Interesting stuff. So as I said before, this is my adjusted water profile.Ca - 140ppm Mg - 22ppm Na- 19ppm SO4 - 305ppm Cl - 81ppm. My Ca is 10 ppm, my sulfate is 4ppm, and my chloride is 19. So pretty significant additions I think. I guess I'll just brew and check the mash pH. I would just need it to get it down .5 or so.

Also, I was going to collect my total volume of water and treat that, then pull off my amount for the strike, then the remainder for the sparge.

Or should I just heat my strike, add the proper amount of salts to the lower amount, get the mash going. Then same with the sparge? Does that make sense?
 
Interesting stuff. So as I said before, this is my adjusted water profile.Ca - 140ppm Mg - 22ppm Na- 19ppm SO4 - 305ppm Cl - 81ppm. My Ca is 10 ppm, my sulfate is 4ppm, and my chloride is 19. So pretty significant additions I think. I guess I'll just brew and check the mash pH. I would just need it to get it down .5 or so.

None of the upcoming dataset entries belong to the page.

PR #427, opened 2022-12-13
Provide deterministic builds

josevalim:
* Parameter IDs were removed
* Dropouts are completely removed from the network via a new :mode option
* Freezing traverse the nodes directly without relying on IDs
* Removed almost all usage of backend_copy(Nx.Defn.Expr)
* We use integers as cache keys after the cache is built

### DIFF
--- a/lib/axon.ex
+++ b/lib/axon.ex
@@ -2879,51 +2879,44 @@ defmodule Axon do
   the update process.
   """
   @doc type: :model
-  def freeze(%Axon{} = model, fun_or_predicate \\ :all) do
-    parameters_per_layer =
-      reduce_nodes(model, [], fn %Axon.Node{parameters: params}, acc ->
-        layer_params =
-          Enum.reduce(params, [], fn param, inner_acc ->
-            [param | inner_acc]
-          end)
+  def freeze(model, fun_or_predicate \\ :all) do
+    freeze(model, fun_or_predicate, true)
+  end
 
-        [layer_params | acc]
-      end)
+  defp freeze(%Axon{output: id, nodes: nodes} = axon, fun_or_predicate, flag) do
+    {nodes, _} = traverse_nodes(id, nodes, [], MapSet.new())
 
-    parameters_to_freeze =
+    nodes =
       case fun_or_predicate do
         :all ->
-          List.flatten(parameters_per_layer)
+          freeze_nodes(nodes, flag)
 
         [{:up, n}] ->
-          parameters_per_layer
-          |> Enum.reverse()
-          |> Enum.take(n)
-          |> List.flatten()
+          {pre, post} = Enum.split(nodes, n)
+          freeze_nodes(pre, flag) ++ post
 
         [{:down, n}] ->
-          parameters_per_layer
-          |> Enum.reverse()
-          |> Enum.drop(n)
-          |> List.flatten()
+          {pre, post} = Enum.split(nodes, -n)
+          pre ++ freeze_nodes(post, flag)
 
         fun ->
-          parameters_per_layer
-          |> List.flatten()
-          |> Enum.filter(fun)
+          Enum.map(nodes, fn %Axon.Node{parameters: params} = axon_node ->
+            %{
+              axon_node
+              | parameters:
+                  Enum.map(params, fn p ->
+                    if fun.(p), do: %{p | frozen: flag}, else: p
+                  end)
+            }
+          end)
       end
 
-    map_nodes(model, fn %Axon.Node{parameters: params} = axon_node ->
-      frozen_params =
-        Enum.map(params, fn %{name: param_name} = v ->
-          if Enum.any?(parameters_to_freeze, fn %{name: name} -> param_name == name end) do
-            %{v | frozen: true}
-          else
-            v
-          end
-        end)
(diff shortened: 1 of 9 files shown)


lib/axon.ex
```diff
@@ -2910,8 +2908,8 @@ defmodule Axon do
 
     map_nodes(model, fn %Axon.Node{parameters: params} = axon_node ->
       frozen_params =
-        Enum.map(params, fn %{id: param_id} = v ->
-          if Enum.any?(parameters_to_freeze, fn %{id: id} -> param_id == id end) do
+        Enum.map(params, fn %{name: param_name} = v ->
+          if Enum.any?(parameters_to_freeze, fn %{name: name} -> param_name == name end) do
```
josevalim, line 2912: @seanmor5 we were using parameters IDs here... is it ok to use names instead?

lib/axon/compiler.ex
```diff
@@ -500,14 +525,26 @@ defmodule Axon.Compiler do
...
-        &to_model_funs(&1, nodes, &2, mode, key)
+        &to_model_funs(&1, nodes, &2, config)
       )
 
     # Names are computed lazily, so compute name from current
     # op and aggregate op_counts.
     name = name_fn.(op_name, op_counts)
     op_counts = Map.update(op_counts, op_name, 1, fn x -> x + 1 end)
 
+    # TODO: Hack for dropout with key, fix with a better implementation
```
josevalim, line 536: Perhaps it should not be based on the name but I would say it should be based on the key. Thoughts?

lib/axon/compiler.ex
```diff
@@ -672,19 +707,9 @@ defmodule Axon.Compiler do
...
-          dropout_key = Nx.Random.fold_in(key, data)
-          opts ++ [key: dropout_key]
-        else
-          opts
-        end
-
       # Compute arguments to be forwarded and ensure `:mode` is included
       # for inference/training behavior dependent functions
-      args = Enum.reverse(tensor_inputs) ++ [Keyword.put(opts, :mode, mode)]
+      args = Enum.reverse(tensor_inputs, [Keyword.put(opts, :mode, mode)])
```
josevalim, line 712: `Enum.reverse(list, tail)` is an efficient version of `Enum.reverse(list) ++ tail`.

lib/axon/layers.ex
```diff
@@ -1627,15 +1627,7 @@ defmodule Axon.Layers do
...
-    out = Nx.select(mask, input / keep_prob, Nx.tensor(0, type: Nx.type(input)))
-
-    transform({input, out, opts[:mode]}, fn
-      {input, _, :inference} ->
-        input
-
-      {_, out, :train} ->
-        out
-    end)
+    Nx.select(mask, input / keep_prob, Nx.tensor(0, type: Nx.type(input)))
```
josevalim, line 1630: I removed the mode check from dropout because it is no longer relevant.

lib/axon/losses.ex
```diff
@@ -289,6 +282,7 @@ defmodule Axon.Losses do
       >
 
   """
+  # TODO: Weights must be a third argument instead of an option
```
josevalim, line 285: It doesn't affect this PR for now but we want to fix this.

test/axon/compiler_test.exs
```diff
@@ -114,7 +114,7 @@ defmodule CompilerTest do
       x2 = Axon.dense(input, 64)
       model = Axon.add(x1, x2)
 
-      {init_fn, _predict_fn} = Axon.build(model)
+      {init_fn, _predict_fn} = Axon.build(model, debug: true)
```
josevalim, line 117: We only get fn stacktraces with `debug: true` now.

josevalim:
This is good to go!

lib/axon/losses.ex
josevalim: I will fix this in another PR.

lib/axon/losses.ex
```diff
@@ -135,19 +135,12 @@ defmodule Axon.Losses do
...
-
-        {y_true, pos, neg} ->
-          Nx.take(Nx.tensor([neg, pos], backend: Nx.Defn.Expr), y_true)
-      end)
+      case {opts[:positive_weight], opts[:negative_weight]} do
+        {nil, nil} -> nil
+        {pos, nil} -> Nx.take(Nx.tensor([1.0, pos]), y_true)
+        {nil, neg} -> Nx.take(Nx.tensor([neg, 1.0]), y_true)
+        {pos, neg} -> Nx.take(Nx.tensor([neg, pos]), y_true)
+      end
```
josevalim, line 143: I will do this in another PR:

```suggestion
      transform({y_true, opts[:positive_weight], opts[:negative_weight]}, fn
        {_, nil, nil} ->
          nil

        {y_true, pos, nil} ->
          Nx.take(Nx.tensor([1.0, pos], backend: Nx.Defn.Expr), y_true)

        {y_true, nil, neg} ->
          Nx.take(Nx.tensor([neg, 1.0], backend: Nx.Defn.Expr), y_true)

        {y_true, pos, neg} ->
          Nx.take(Nx.tensor([neg, pos], backend: Nx.Defn.Expr), y_true)
      end)
```

lib/axon/losses.ex
josevalim, line 285:
```suggestion
```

Also, I was going to collect my total volume of water and treat that, then pull off my amount for the strike, then the remainder for the sparge.

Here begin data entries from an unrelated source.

PR #439, opened 2023-01-04
Fix Fashion MNIST autoencoder example

nskins:
The Fashion MNIST autoencoder example throws the same error as the examples in #437. This PR fixes the autoencoder by updating the dependencies and fixing breaking changes.

Summary of changes:
- Update dependencies to latest versions
- Add `:batch` placeholder for dynamic batch size
- Update deprecated `Nx` function `to_batched_list/3` to `to_batched/3`
- Use `Enum.fetch!/2` since `hd/1` does not work on a stream
- Remove unused alias for `Axon.Loop.State`
- Fix spelling of MNIST in module name

### DIFF
--- a/examples/generative/fashionmnist_autoencoder.exs
+++ b/examples/generative/fashionmnist_autoencoder.exs
@@ -57,7 +57,7 @@ defmodule FashionMNIST do
 
     sample_image =
       train_images
-      |> hd()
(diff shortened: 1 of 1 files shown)


seanmor5:
Thanks! @nskins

Or should I just heat my strike, add the proper amount of salts to the lower amount, get the mash going. Then same with the sparge? Does that make sense?

No matter WHAT the additions would be, the mash pH is the most critical part.
 
Returning to the original post: 5.8 to 5.9 is a rather high pH for a mash made with low alkalinity water like this one so the pH meter ought to be checked (but the pH meter should almost always be checked periodically anyway). One lot of Munton's Maris Otter I checked had a DI pH of 5.84 so assuming you used that alone with distilled water you would expect 5.84 as the mash pH. Adding 7 mEq/L calcium hardness (140 mg/L) would lower that pH to about 5.72 using Kohlbach's published 3.5 mEq calcium per mEq protons. But that is at knockout and people are finding that it takes at least twice that much calcium to get an mEq of protons released into the mash. Using 7 instead of 3.5 the predicted mash pH would be 5.78 IOW your expected drop would be 0.06 pH as opposed to 0.12 as predicted by the Kohlbach formula (no surprise there as the malts are pretty linear over a small pH shift like this). If the Kohlbach coefficient is 14 then the pH shift would be only 0.03. To get to pH 5.4 you would need 19.3 mEq of acid per kg of grain. Lactic acid (88%) will give you 11.4 mEq/mL.